I. Protect's Motion to Preclude

As stated above, Protect seeks to preclude from the hearing record Applicant's prefiled testimony concerning Issue No. 1 because Applicant failed to disclose documents referenced in the prefiled testimony. To support this request, Protect refers to case law (see Wilson v Galicia Contracting, 10 NY3d 830 [2008]; Matter of Estate of Scaccia; 66 AD3d 1247, 1250 [3d Dept 2009]; DuValle v Swan Lake Resort Hotel, 26 AD3d 616, 617-618 [3d Dept 2006]), and to an administrative decision from the New York State Department of Environmental Conservation (DEC) (see Matter of William Wolf, Ruling of Chief ALJ McClymonds, April 28, 2011).

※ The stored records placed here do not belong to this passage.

PR #6396, opened 2024-04-18
Add support of `reloader` annotations in postgresql and redis

stanislav-zaprudskiy:
The PR adds values to control [`reloader`](https://github.com/stakater/Reloader) annotations:
* of generated (user) password Secrets in `postgresql-ng` and `redis` charts
* and of the consuming Deployments in `pgbackup`, `pgmetrics`, `redis/metrics-deployment`

When both are configured, would cause the the consuming Deployments (`pgbackup`, `pgmetrics`, `redis/metrics-deployment`) to be restarted when the password secret changes (is regenerated) in `postgresql-ng` and `redis`.

### DIFF
--- a/common/pgbackup/Chart.yaml
+++ b/common/pgbackup/Chart.yaml
@@ -1,5 +1,8 @@
 name: pgbackup
-version: 1.1.12 # this version number is SemVer as it gets used to auto bump
+# 1.2.0
+# - Added `.Values.reloader.enabled` to control consumption of
+#   `stakater/Reloader` annotations on referenced Secrets and CMs.
+version: 1.2.0 # this version number is SemVer as it gets used to auto bump
 apiVersion: v2
 description: PostgreSQL backup/restore pod
 appVersion: "v0.10.0-111-gb31fd82" # of https://github.com/sapcc/backup-tools
--- a/common/pgbackup/templates/deployment.yaml
+++ b/common/pgbackup/templates/deployment.yaml
@@ -11,6 +11,10 @@ kind: Deployment
 
 metadata:
   name: "{{ .Release.Name }}-pgbackup"
+  {{- if .Values.reloader.enabled }}
+  annotations:
+    reloader.stakater.com/search: "true"
+  {{- end }}
 
 spec:
   replicas: 1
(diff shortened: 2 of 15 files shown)


SuperSandro2000 (commented):
We need to move this at least behind an value which is by default off as this could cause quite substantial unintended side effects and could easily cause downtime when eg the PVC is not automatically attaching.

majewsky:
> No description provided. 

Please provide a description. Which types of changes shall be triggered on, and why can this not be achieved with the conventional checksum mechanism?

stanislav-zaprudskiy:
I updated it to make the reloader turned off by default, and updated the PR description.

majewsky:
> For postgresql-ng it could be useful when Secret with password is generated externally (e.g. in umbrella chart) and was rotated. 

This is not supported.

stanislav-zaprudskiy:
> > For postgresql-ng it could be useful when Secret with password is generated externally (e.g. in umbrella chart) and was rotated.
> 
> This is not supported.

Is the rotation or an external Secret not supported? Why? Would be great to have it declared in the chart.

I have a case where the application working with `postgresql-ng` is managed by a CR and an operator. The CRD expects a database password to be provided to it as a Secret of a certain format, thus it needs to be known upon deployment. If not generating/setting the password in the umbrella chart of the app (to set it for both - the CR and `postgresql-ng`), it would then require to have `postgresql-ng` as a separate release happening before the app chart release, while the secret would be looked up and used during the release of the latter. I found the first option easier to deal with. But I'm open for suggestions.

majewsky:
The workflow implemented by the chart is that an init container on the Postgres deployment generates passwords for all users and writes them into Secrets if not done yet. The consuming charts then reference those secrets ([example](https://github.com/sapcc/limes/pull/431)). If you require a different naming convention somewhere there because the respective logic is not accessible to changes in your operator, we can make that configurable.

Our expectation is that, if password rotation is required, the respective secrets can be deleted, the Postgres container restarted, then all consumers restarted. This is a manual process, so no operator support would be needed.

stanislav-zaprudskiy:
@SuperSandro2000 @majewsky would you have a look at this? It's been re-purposed a bit - see the description and changes. 

Also, just for reference, I'm linking https://github.com/sapcc/helm-charts/pull/6465 to this.

majewsky (commented):
Yeah, we can do this. Please add `Chart.yaml` minor version bumps to all charts, then we can merge this.

majewsky (approved):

Protect argues that throughout the proceeding, Applicant's counsel has not provided documents responsive to Protect's discovery demands. Protect argues further that this pattern of non-compliance was also demonstrated by Mr. Caffry's voir dire of Scott Brandi about Mr. Brandi's prefiled testimony related to Issues No. 5 and 6.

With an email dated June 16, 2011, Mr. Caffry provided an affidavit dated June 16, 2011 with Exhibits A and B. Exhibit A is a copy of a letter dated February 1, 2011 from John C. Tubbs, Executive Director of the County of Franklin Industrial Development Agency (FCIDA) to Mr. Ulasewicz. Exhibit B consists of copies of the correspondence between Mr. Caffry and the FCIDA requesting documents pursuant to the Freedom of Information Law (FOIL).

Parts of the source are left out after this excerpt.